The reaction to this has unsurprisingly been very critical. But criticising the media is not enough. If the situation is to change, journalists and broadcasters need to rethink how they research. It is worth contrasting the LRB’s attitude with that of the LSE Review of books, which is proactive in seeking women reviewers and provides guidance for editors and journalists.

But to change this fundamentally, we need to start in the classroom. Academics need to promote women’s writing more actively in school and university. We are training the next generation of teachers, journalists and broadcasters. If our students are not exposed to the richness and diversity of women’s writing, theory and criticism, we can hardly blame the media for mirroring our own failings.

Joanna Walsh’s Twitter campaign #ReadWomen2014 seeks to draw readers’ attention to neglected women writers. The idea of teaching courses on women’s writing as part of English Literature degrees can seem curiously old fashioned, and many female authors justifiably rail against being described as a “woman writer” just as other professionals object to terms like “woman doctor” or “woman pilot”.

While I would argue that there is a tradition of women’s writing that can discussed in its own right, I still think that far more can be achieved simply by ensuring that every English Literature course includes equal numbers of books by women as by men. Many English Literature courses are underpinned by Victorian and early 20th century assumptions that value literary works by men above those by women. But the amount of contemporary research into women’s writing has challenged such judgements, and there are a wealth of recently republished books out there by women from the Middle Ages and Renaissance to the present day.

Perhaps we need to introduce a Bechdel test for the classroom. The Bechdel test, devised in 1985 by Alison Bechdel, the graphic novelist, asks whether a novel or a movie includes at least two women who talk to one another about a subject other than men. This year’s Oscar nominated films did not do very well.

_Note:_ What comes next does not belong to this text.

PR #277, opened 2017-02-20
tickSizeInner should be tickSizeOuter and vice versa.  

alee8:
The plot is the reference point. The old version had it inverted. 
Updated the complex-chart example to show that the changes work.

But would our English Literature programmes in school and universities do better? Let’s set the bar low to start. Are at least 25% of set texts by women? Do these texts include anything other than romances or love poems? Is at least 25% of the criticism by female academics? My suspicion is that if we ran this test, a lot of English literature courses would fail. And what kind of expectations does this raise in our students, the journalists, editors and reviewers of tomorrow?